[Collected data]
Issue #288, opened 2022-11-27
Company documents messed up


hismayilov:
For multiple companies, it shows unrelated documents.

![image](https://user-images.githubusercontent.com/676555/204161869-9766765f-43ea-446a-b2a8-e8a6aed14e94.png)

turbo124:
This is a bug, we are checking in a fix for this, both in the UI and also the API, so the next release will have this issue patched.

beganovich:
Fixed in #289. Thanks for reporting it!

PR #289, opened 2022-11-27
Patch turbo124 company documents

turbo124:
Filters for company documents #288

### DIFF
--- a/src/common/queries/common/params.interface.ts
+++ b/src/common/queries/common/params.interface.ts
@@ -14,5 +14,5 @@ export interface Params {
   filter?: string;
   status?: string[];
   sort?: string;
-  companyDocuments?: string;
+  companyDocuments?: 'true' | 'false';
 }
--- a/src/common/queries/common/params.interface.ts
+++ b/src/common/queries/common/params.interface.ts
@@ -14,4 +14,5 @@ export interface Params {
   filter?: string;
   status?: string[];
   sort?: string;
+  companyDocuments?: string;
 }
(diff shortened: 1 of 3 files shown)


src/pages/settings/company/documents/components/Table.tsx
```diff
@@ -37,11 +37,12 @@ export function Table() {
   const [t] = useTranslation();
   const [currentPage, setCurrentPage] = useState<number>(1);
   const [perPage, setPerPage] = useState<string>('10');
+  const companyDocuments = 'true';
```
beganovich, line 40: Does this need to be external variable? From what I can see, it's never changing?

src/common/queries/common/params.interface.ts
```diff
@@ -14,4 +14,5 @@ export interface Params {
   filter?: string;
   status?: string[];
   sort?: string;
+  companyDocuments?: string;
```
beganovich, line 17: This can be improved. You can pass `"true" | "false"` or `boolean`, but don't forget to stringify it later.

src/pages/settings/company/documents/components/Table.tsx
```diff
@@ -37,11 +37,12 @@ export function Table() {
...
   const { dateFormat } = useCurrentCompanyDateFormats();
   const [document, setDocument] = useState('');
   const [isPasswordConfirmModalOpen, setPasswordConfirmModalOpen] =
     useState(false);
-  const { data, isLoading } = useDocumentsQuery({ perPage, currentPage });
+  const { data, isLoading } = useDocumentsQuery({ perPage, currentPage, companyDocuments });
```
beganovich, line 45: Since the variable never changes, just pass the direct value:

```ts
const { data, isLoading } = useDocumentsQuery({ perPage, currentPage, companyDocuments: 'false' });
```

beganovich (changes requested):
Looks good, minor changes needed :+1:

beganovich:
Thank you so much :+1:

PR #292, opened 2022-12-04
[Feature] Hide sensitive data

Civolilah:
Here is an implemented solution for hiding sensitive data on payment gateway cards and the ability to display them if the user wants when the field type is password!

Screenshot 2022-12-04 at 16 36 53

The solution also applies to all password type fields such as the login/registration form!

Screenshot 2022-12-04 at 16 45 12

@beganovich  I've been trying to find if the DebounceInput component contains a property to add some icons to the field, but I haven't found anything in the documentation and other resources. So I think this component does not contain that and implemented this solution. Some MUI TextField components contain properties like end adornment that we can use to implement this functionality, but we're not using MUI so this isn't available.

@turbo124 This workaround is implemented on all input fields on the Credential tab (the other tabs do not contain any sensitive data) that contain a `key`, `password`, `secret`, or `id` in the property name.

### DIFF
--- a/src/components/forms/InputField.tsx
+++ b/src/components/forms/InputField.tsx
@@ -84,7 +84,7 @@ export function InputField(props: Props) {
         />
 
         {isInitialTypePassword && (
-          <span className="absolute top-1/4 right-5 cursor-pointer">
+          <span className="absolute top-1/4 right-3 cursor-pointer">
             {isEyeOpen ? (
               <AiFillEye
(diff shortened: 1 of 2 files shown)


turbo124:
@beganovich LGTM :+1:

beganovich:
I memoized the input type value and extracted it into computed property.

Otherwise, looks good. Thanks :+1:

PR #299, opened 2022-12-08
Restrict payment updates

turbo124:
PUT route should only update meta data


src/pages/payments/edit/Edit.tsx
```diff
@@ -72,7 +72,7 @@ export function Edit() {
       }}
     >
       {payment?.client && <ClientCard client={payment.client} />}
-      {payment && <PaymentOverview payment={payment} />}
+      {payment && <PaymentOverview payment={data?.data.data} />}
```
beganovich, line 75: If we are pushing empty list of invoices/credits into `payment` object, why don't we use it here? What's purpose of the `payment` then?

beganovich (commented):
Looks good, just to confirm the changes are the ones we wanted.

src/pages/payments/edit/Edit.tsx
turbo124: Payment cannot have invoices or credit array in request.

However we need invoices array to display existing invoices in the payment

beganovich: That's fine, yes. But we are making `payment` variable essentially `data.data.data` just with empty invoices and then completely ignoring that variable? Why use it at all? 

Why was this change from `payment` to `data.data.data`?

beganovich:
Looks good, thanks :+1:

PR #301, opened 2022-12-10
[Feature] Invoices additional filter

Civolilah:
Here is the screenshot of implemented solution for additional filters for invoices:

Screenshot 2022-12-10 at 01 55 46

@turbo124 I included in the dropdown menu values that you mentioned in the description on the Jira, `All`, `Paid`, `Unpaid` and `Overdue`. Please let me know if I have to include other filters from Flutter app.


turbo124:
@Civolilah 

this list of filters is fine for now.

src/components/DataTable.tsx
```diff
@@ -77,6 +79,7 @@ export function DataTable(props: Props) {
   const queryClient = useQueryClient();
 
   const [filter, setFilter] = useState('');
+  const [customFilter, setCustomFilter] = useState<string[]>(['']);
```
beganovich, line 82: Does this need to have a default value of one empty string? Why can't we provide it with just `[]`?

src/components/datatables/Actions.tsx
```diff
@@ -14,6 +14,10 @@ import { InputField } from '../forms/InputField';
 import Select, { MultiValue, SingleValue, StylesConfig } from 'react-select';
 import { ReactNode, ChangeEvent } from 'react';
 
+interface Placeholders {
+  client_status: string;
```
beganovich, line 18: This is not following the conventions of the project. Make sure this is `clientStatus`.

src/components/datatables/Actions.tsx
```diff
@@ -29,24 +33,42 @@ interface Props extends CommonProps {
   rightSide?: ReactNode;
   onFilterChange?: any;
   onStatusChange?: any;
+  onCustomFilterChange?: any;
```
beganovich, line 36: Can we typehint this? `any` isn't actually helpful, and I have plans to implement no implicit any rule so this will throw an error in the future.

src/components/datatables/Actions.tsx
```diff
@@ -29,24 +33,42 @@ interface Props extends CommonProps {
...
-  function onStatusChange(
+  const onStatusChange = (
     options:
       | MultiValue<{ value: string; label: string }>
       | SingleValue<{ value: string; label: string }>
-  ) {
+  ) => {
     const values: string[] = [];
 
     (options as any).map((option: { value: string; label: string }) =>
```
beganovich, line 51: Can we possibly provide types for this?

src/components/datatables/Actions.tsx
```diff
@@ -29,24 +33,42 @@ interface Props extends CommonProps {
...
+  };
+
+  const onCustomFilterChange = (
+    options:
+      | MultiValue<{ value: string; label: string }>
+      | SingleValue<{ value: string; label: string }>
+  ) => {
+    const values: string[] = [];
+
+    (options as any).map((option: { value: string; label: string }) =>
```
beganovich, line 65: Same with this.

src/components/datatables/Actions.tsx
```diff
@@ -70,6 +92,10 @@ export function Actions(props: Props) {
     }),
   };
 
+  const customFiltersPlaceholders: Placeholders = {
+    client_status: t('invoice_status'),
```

PROBLEM DETAILS ->
The lines to return are those with the string "opened" in them; copy each from the entries above.

ANSWER ->
Issue #288, opened 2022-11-27
PR #289, opened 2022-11-27
PR #292, opened 2022-12-04
PR #299, opened 2022-12-08
PR #301, opened 2022-12-10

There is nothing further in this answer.